# Changing the HOC range on a push mower



## social port (Jun 19, 2017)

The maximum HOC on my push mower is about 3 inches. I would like the option of cutting 4.5 (maybe even higher). Has anyone ever been able to increase the height of cut permitted by their mower? Is there an obvious solution that I am overlooking?
I've thought about changing the wheels, but I have no idea if that is a viable strategy.


----------



## Ware (Jan 28, 2017)

I have seen some hacks to get a lower HOC, but larger wheels seems like the most logical thing you could do to go higher.


----------



## social port (Jun 19, 2017)

After trying several wheel sets, I found something that will work. It is not Bigfoot, but it will get the job done.

Here is the original set up, along with height measured





Here is the measured height of cut with the new wheels on



Aside from finding wheels that would fit, the challenge of this intervention was working around the self-propelled gears on the front wheels. The gears kept rubbing against the interior of the wheel, and I couldn't get the gear off. I ended up cutting down the plastic on the interior of the wheel until the wheel cleared the gear. Not very elegant or pretty, but it was effective .


----------



## Colonel K0rn (Jul 4, 2017)

Next project?


----------



## social port (Jun 19, 2017)

:lol: 
If it makes the blades spin at a higher rate, then sure. That might help me lay down some stripes


----------



## jessehurlburt (Oct 18, 2017)

I am having the same issue with my 21" craftsman mower. I saw some replacement wheels at HD, might have to give this a go.


----------



## social port (Jun 19, 2017)

@jessehurlburt Hang on to that receipt. As I mentioned, I bought three sets before I found something that would fit--and even then the wheels required considerable modification.
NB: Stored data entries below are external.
PR #767, opened 2020-09-24
docs: remove all references of the Flame plan

rosariopfernandes:
Removing all references about the flame plan from our docs, since it is no longer offered by Firebase.


jhuleatt:
Thank you @rosariopfernandes! Longer term, we should have shared language across the samples [once Node 8 is deprecated](https://firebase.google.com/support/faq?hl=sr#expandable-10), but this is a very helpful stopgap until then.

PR #787, opened 2020-11-12
Migrate from mkdirp-promise to mkdirp

Zeb88:
This package is broken and no longer maintained. 'mkdirp' itself supports promises now. Not switching to this will cause timeouts in blur function.


Zeb88:
@googlebot I signed it!

jhuleatt:
Thanks @Zeb88

PR #788, opened 2020-11-13
Add vision-annotate-images sample function

nauthadr:


vision-annotate-images/README.md
```diff
@@ -0,0 +1,16 @@
+# Vision Annotate Images
+
+This function acts as a pass through to the [Cloud Vision JSON API](https://cloud.google.com/vision/docs/request). 
+
+To call this from an app, you must first sign-in using [Firebase Auth](https://firebase.google.com/docs/auth).
+Only users who pass a valid Firebase ID token as a Bearer token in the `Authorization` header of the HTTP request are authorized to use the function.
+
```
nauthadr, line 7: I'm thinking once the firebase docs are ready we can just link to those as an example of how to use this in an app. What do you think?

samtstern: Yep sg

vision-annotate-images/functions/package.json
```diff
@@ -0,0 +1,30 @@
...
+    "start": "npm run shell",
+    "deploy": "firebase deploy --only functions",
+    "logs": "firebase functions:log"
+  },
+  "engines": {
+    "node": "10"
+  },
+  "main": "lib/index.js",
+  "dependencies": {
+    "firebase-admin": "^8.10.0",
```
samtstern, line 17: `firebase-admin` 9+ is the version to use when using Node 10+ (which you are, according to the `engines` field)

vision-annotate-images/functions/package.json
```diff
@@ -0,0 +1,30 @@
...
+    "firebase-functions": "^3.6.1",
```
samtstern, line 18: This looks a little old as well.

vision-annotate-images/functions/src/index.ts
```diff
@@ -0,0 +1,29 @@
+import * as functions from "firebase-functions";
+import * as admin from "firebase-admin";
+import vision from "@google-cloud/vision";
+
+admin.initializeApp();
```
samtstern, line 5: nit: doesn't look like you actually use `firebase-admin` at all in this function?

vision-annotate-images/functions/package.json
nauthadr: Done

vision-annotate-images/functions/package.json
nauthadr: Updated to 3.11.0

samtstern (approved):

vision-annotate-images/functions/src/index.ts
nauthadr: You're right. For some reason I thought it was required to do initializeApp. I've removed it.

PR #1070, opened 2023-04-15
Scheduler Python sample

kevinthecheung:


kevinthecheung:
@jhuleatt I think this is adequate for Eric to work on docs. I can write a more scalable version with Cloud Tasks later if desirable.

egilmorez (approved):
LGTM!

RE the better example with Cloud Tasks: from a high level, it seems as though a robust Cloud Tasks capability might completely obsolete (v.) this approach.

Same question on whether logging needs to be imported separately.  Thanks!

Python/delete-unused-accounts-cron/main.py
```diff
@@ -0,0 +1,61 @@
...
+
+def is_inactive(user: auth.UserRecord, inactive_limit: timedelta) -> bool:
+    if user.user_metadata.last_refresh_timestamp is not None:
+        last_seen_timestamp = user.user_metadata.last_refresh_timestamp / 1000
+    elif user.user_metadata.last_sign_in_timestamp is not None:
+        last_seen_timestamp = user.user_metadata.last_sign_in_timestamp / 1000
+    elif user.user_metadata.creation_timestamp is not None:
+        last_seen_timestamp = user.user_metadata.creation_timestamp / 1000
+    else:
+        # Impossible?
```
jhuleatt, line 56: nit: no need for this comment

```suggestion
```

jhuleatt (approved):

PR #1072, opened 2023-04-22
Eventarc Python sample

kevinthecheung:


egilmorez (approved):
This looks great, thanks!

I'm assuming that we may or may not have Pythonic snippets for creating channels, and that those would be either out of scope for this sample or in a different file than main.py.

kevinthecheung:
> This looks great, thanks!
> 
> I'm assuming that we may or may not have Pythonic snippets for creating channels, and that those would be either out of scope for this sample or in a different file than main.py.

Yeah, that's an Admin SDK snippet, so we don't necessarily need a Python example. Not here regardless.

But, I did add a snippet just now for non-default channels.

jhuleatt (approved):

jhuleatt:
Thanks @kevinthecheung!

PR #1073, opened 2023-04-24
Blocking auth Python samples

kevinthecheung:


Python/auth-blocking-functions/main.py
```diff
@@ -0,0 +1,231 @@
...
+            message="You must register using a trusted provider.",
+        )
+# [END requireverified]
+
+
+def send_verification_email_using_your_smtp_server(email, link):
+    return
+
+
+# TODO: Should really be non-blocking or client-side call.
```
kevinthecheung, line 95: I don't think we should include this example.

1. There's no need for this to be blocking, AFAIK.
2. The (Python) Admin SDK intentionally doesn't support sending emails from Firebase, so there's a big hand-wave.

kevinthecheung: I think we should remove or rework this example altogether, for both Python and Node, for the reasons given above.

egilmorez: Roger that!  Saw your other PR (thumbs up emoji).

jhuleatt:
Hey @kevinthecheung, should this PR be closed in favor of #1074, or should I review this too?

kevinthecheung:
> Hey @kevinthecheung, should this PR be closed in favor of #1074, or should I review this too?

Please review.

The docs use snippets from both. I just split off #1074 because it has several moving parts.

egilmorez (approved):
Lets get these merged, thanks

Python/auth-blocking-functions/main.py
```diff
@@ -0,0 +1,231 @@
...
+    # [END v2beforeSignInFunctionTrigger]
+    # [START v2readEmailData]
+    # Email passed from the CloudEvent.
+    email = event.data.email if event.data.email is not None else ""
+    # [END v2readEmailData]
+
+    # [START v2documentGet]
+    # Obtain a document in Firestore of the banned email address.
+    firestore_client: google.cloud.firestore.Client = firestore.client()
+    doc = firestore_client.collection("banned").document(email).get()
```
jhuleatt, line 219: Can we use the Firebase Admin SDK here instead?

kevinthecheung: We do, that's just for typing/Intellisense

PR #1079, opened 2023-05-04
Remove ImageMagick from thumbnail samples (1st and 2nd gen)

jhuleatt:
context: https://github.com/firebase/firebase-tools/issues/5489


egilmorez (approved):
Hooray for sharp!!  Thanks!

egilmorez (approved):
Thanks for extending to 1st gen as well!

PR #1132, opened 2024-04-05
Add samples for Firestore with Auth context

jhuleatt:


Node/quickstarts/firestore-sync-auth/functions/index.js
```diff
@@ -0,0 +1,61 @@
...
+        verified = true;
+      } else if (authType === "unknown" || authType === "unauthenticated") {
+      // admin users from a specific domain are verified
+        if (authId.endsWith("@example.com")) {
+          verified = true;
+        }
+      }
+
+      // add auth medadata to the document
+      return data.after.ref.set(
```
blidd-google, line 51: I believe this needs to be `snapshot.ref.set(...)` instead of `data.after.ref.set(...)`

Node/quickstarts/firestore-sync-auth/functions/index.js
```diff
@@ -0,0 +1,61 @@
...
+          {
+            created_by: authId,
```
blidd-google, line 53: In case authId is undefined, we need: `created_by: authId ?? "undefined"`, since Firestore doesn't allow using `undefined` as a property value by default.

blidd-google (approved):
LGTM besides some minor fixes

egilmorez (approved):
Thanks!

PR #1134, opened 2024-04-26
feat: add call gemini for v2

HYACCCINT:


Node/call-gemini/functions/index.js
```diff
@@ -0,0 +1,39 @@
...
+ */
+ const {onCall, HttpsError} = require("firebase-functions/v2/https");
+ const {logger} = require("firebase-functions/v2");
+ const { GoogleGenerativeAI } = require("@google/generative-ai");
+ const { defineSecret } = require('firebase-functions/params');
+
+ const geminiToken = defineSecret("API_TOKEN", {
+  description: "Gemini API token. Created using " +
+      "https://ai.google.dev/tutorials/get_started_node#set-up-project",
+});
```
jhuleatt, line 24: this is great! thanks for adding a descriptive prompt.

Node/call-gemini/functions/index.js
```diff
@@ -0,0 +1,39 @@
...
+
+ exports.callGemini = onCall({secrets: [geminiToken]}, async (request) => {
+
```
jhuleatt, line 27: Before calling Gemini, let's look for both appcheck and auth, but gate each with its own boolean parameter (https://firebase.google.com/docs/functions/config-env?gen=2nd#parameter_types) so devs can choose whether they want auth/app check or not.

Something like:

```js
// ...imports

const appCheckRequired = defineBoolean("APP_CHECK_REQUIRED");
const authRequired = defineBoolean("AUTH_REQUIRED");

// ...other setup

exports.callGemini = onCall(
  {
    enforceAppCheck: appCheckRequired, // Reject requests with missing or invalid App Check tokens.
  },
  (request) => {
    if (authRequired.val() && !request.auth) {
      throw new HttpsError(
        "failed-precondition",
        "The function must be called while authenticated.",
      );
    }

    // ...call Gemini
  },
);
```

package.json
```diff
@@ -25,5 +25,8 @@
         "@firebase/app-types"
       ]
     }
+  },
+  "dependencies": {
+    "firebase": "^10.11.1"
```
jhuleatt, line 30: I think this was an accident. Might mean root-level `package-lock.json` update was too.

pnpm-workspace.yaml
```diff
@@ -15,3 +15,4 @@
 packages:
   - 'Node/**'
   - 'Node-1st-gen/**'
+  - "!Node-1st-gen/image-maker/**"
```
jhuleatt, line 18: please remove before merging

Node/call-gemini/functions/package.json
```diff
@@ -0,0 +1,30 @@
...
+  },
+  "engines": {
+    "node": "18"
+  },
+  "main": "index.js",
+  "dependencies": {
+    "@google/generative-ai": "^0.5.0",
+    "firebase-admin": "^11.9.0",
+    "firebase-functions": "^4.4.1",
+    "node-fetch": "^2.6.7"
```
jhuleatt, line 21: is `node-fetch` needed for this sample?

PR #1135, opened 2024-05-22
Add function sample for server-side Remote Config + Vertex AI Gemini API

jenh:
Adds the function and snippets to support https://firebase.google.com/docs/remote-config/solution-server


Node/remote-config-server-with-vertex/functions/index.js
```diff
@@ -0,0 +1,119 @@
...
+    const vertexEnabled = config.getBoolean("is_vertex_enabled") ||
+        defaultConfig.vertex_enabled;
+// [END remote_config_server_vertex_create_function]
+
+// [START remote_config_server_vertex_function_logic]
+  // Allow user input.
+  const userInput = request.query.prompt || '';
+
+  // Instantiate Vertex AI.
+    const vertex_ai = new VertexAI({ project: project, location: location });
```
jhuleatt, line 76: Are project and location needed, or is that covered by [Application Default Credentials](https://cloud.google.com/docs/authentication/application-default-credentials)

Node/remote-config-server-with-vertex/functions/index.js
```diff
@@ -0,0 +1,119 @@
...
+  // Disable Vertex AI Gemini API access for testing.
+  vertex_enabled: false
+};
+// [END remote_config_server_vertex_default_values]
+
+// [START remote_config_server_vertex_create_function]
+// Export the function.
+exports.generateWithVertex = onRequest(async (request, response) => {
+
+  try {
```
jhuleatt, line 44: It would be great to add some kind of auth check here to encourage developers to protect their AI endpoints. https://github.com/firebase/functions-samples/pull/1134#discussion_r1583181807 does that with `onCall` + AppCheck + Auth, but this could check Auth with something like: https://firebase.google.com/docs/auth/web/service-worker-sessions#server_side_changes

Node/remote-config-server-with-vertex/functions/index.js
```diff
@@ -0,0 +1,119 @@
...
+  // Instantiate Vertex AI.
+    const vertex_ai = new VertexAI({ project: project, location: location });
+    const generativeModel = vertex_ai.getGenerativeModel({
+      model: textModel,
+      safety_settings: safetySettings,
+      generation_config: generationConfig,
+    });
+
+    // Create the chat; append user input to Remote Config-defined prompt.
+    const chat = generativeModel.startChat();
```
jhuleatt, line 84: if it's a single call per request, with no history, is [`generateContentStream`](https://github.com/googleapis/nodejs-vertexai?tab=readme-ov-file#get-streamed-text-responses) more appropriate than `startChat`? I haven't used Vertex much so I don't really know.

Node/remote-config-server-with-vertex/functions/index.js
```diff
@@ -0,0 +1,119 @@
...
+    }
+    // If vertexEnabled isn't true, do not send queries to Vertex AI.
+    if (vertexEnabled !== true) {
+      response.status(200).send({
+        message: "Vertex AI call skipped. Vertex is not enabled."
+      });
+      return;
+    }
+
+    console.log("\nRunning with model ", textModel, ", prompt: ", textPrompt,
```
jhuleatt, line 98: This can be a structured log with the logger sdk: https://firebase.google.com/docs/functions/writing-and-viewing-logs?gen=2nd

Node/remote-config-server-with-vertex/functions/index.js
jhuleatt: Oh, you do have the `vertex_enabled` flag already. Auth would be ideal, but that flag is probably ok for now

Node/remote-config-server-with-vertex/functions/package.json
```diff
@@ -0,0 +1,24 @@
+{
+  "name": "functions",
```
jhuleatt, line 2:
```suggestion
  "name": "remote-config-server-with-vertex",
```

jhuleatt (approved):
Thank you for adding a Vertex sample, Jen!

Node/remote-config-server-with-vertex/functions/index.js
jenh: But the likelihood of folks leaving vertex_enabled to true exists...so I will get some auth in here! I think the service-worker-sessions method would actually work really well with the tutorial, so I'll try this out.

Node/remote-config-server-with-vertex/functions/index.js
jenh: Yep, that is better and makes it simpler! Updated this here and in the callable function.

Node/remote-config-server-with-vertex/functions/index.js
jenh: Yep, looks like they are needed and it doesn't automatically pull ADC. :/ Thinking it's because you can use Vertex in a different locale than your project.

thatfiredev (approved):

Node/call-vertex-remote-config-server/client/main.ts
```diff
@@ -0,0 +1,118 @@
...
+
+promptForm.addEventListener("submit", async (event) => {
+  event.preventDefault();
+  const promptInput = document.getElementById(
+    "promptInput"
+  ) as HTMLInputElement;
+  const prompt = promptInput.value;
+
+  const waitingMessageElement = document.getElementById("waitingMessage");
+  //waitingMessageElement.textContent = "Waiting for response...";
```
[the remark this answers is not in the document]
jenh: Thanks for catching this! Fixed! :D

HYACCCINT (approved):
Looks great, just a small nit about the node version -- 18 is approaching end of life so was wondering if it'd make sense to bump it to 20?

jenh:
> Looks great, just a small nit about the node version -- 18 is approaching end of life so was wondering if it'd make sense to bump it to 20?

I think it would...*but* it looks like we still reference 18 in the other function samples, and the basic template we create when we [init functions with the Firebase CLI](https://github.com/firebase/firebase-tools/blob/ce5d7823b6cbac6d0fbe7e7f6fcaf421700c075a/templates/init/functions/javascript/package.nolint.json#L11-L13) is still 18.

Do you think it makes sense to bump the version in separate PRs that update 18 to 20 everywhere (and adds [22 to the CLI, as it's in preview](https://cloud.google.com/functions/docs/release-notes#May_17_2024)) as a (bigger) separate effort?

HYACCCINT:
> > Looks great, just a small nit about the node version -- 18 is approaching end of life so was wondering if it'd make sense to bump it to 20?
> 
> I think it would..._but_ it looks like we still reference 18 in the other function samples, and the basic template we create when we [init functions with the Firebase CLI](https://github.com/firebase/firebase-tools/blob/ce5d7823b6cbac6d0fbe7e7f6fcaf421700c075a/templates/init/functions/javascript/package.nolint.json#L11-L13) is still 18.
> 
> Do you think it makes sense to bump the version in separate PRs that update 18 to 20 everywhere (and adds [22 to the CLI, as it's in preview](https://cloud.google.com/functions/docs/release-notes#May_17_2024)) as a (bigger) separate effort?

Oh that's a great point. In that case, absolutely updating in a separate PR would be the best path to go about it, I can look into updating the CLI as well. Thank you so much!!

jenh:
Thank YOU!!! Appreciate the review! :D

FYI, I originally planned to go from 8x11 to 11x14. However, now I am at 11x11, and that height is sufficient for me. If I use a minor cheat (by resting the height selector bar at the very bottom of the height adjustment plate), the blade-to-ground height is nearly 5 inches.


----------



## social port (Jun 19, 2017)

Oh, and the set of wheels that worked best came from HD.


----------



## jessehurlburt (Oct 18, 2017)

I was planning on replacing only the front set of wheels that are 7", with these 8" ones.

https://www.homedepot.com/p/Arnold-8-in-Plastic-Wheel-490-322-0003/206702745

I figure another inch will be good enough. Ideally, I'd like 9" ones, but I don't see that option. I believe i have 11' ones on the back. Maybe 11 all the way around is the best bet?


----------



## social port (Jun 19, 2017)

I started out with 8x11, and that wasn't high enough for me. Your mower may allow different height adjustments than mine, so it is potentially misleading to compare. 
Best bet is to measure what you have now vs what you want your maximum possible height to be.


----------



## social port (Jun 19, 2017)

I also lost self-propelled functionality in the process of 'upgrading.' If your mower pulls from the front wheels, you may lose it too with the HD wheel change.


----------



## J_nick (Jan 28, 2017)

jessehurlburt said:


> I was planning on replacing only the front set of wheels that are 7", with these 8" ones.
> 
> https://www.homedepot.com/p/Arnold-8-in-Plastic-Wheel-490-322-0003/206702745
> 
> I figure another inch will be good enough. Ideally, I'd like 9" ones, but I don't see that option. I believe i have 11' ones on the back. Maybe 11 all the way around is the best bet?


Going an inch bigger in wheel size will only net you 1/2" of extra height at the mower deck.


----------



## jessehurlburt (Oct 18, 2017)

J_nick said:


> jessehurlburt said:
> 
> 
> > I was planning on replacing only the front set of wheels that are 7", with these 8" ones.
> ...


Of course! Good call, thanks for pointing that out. I'll try the 11" in front. I love my mower otherwise.


----------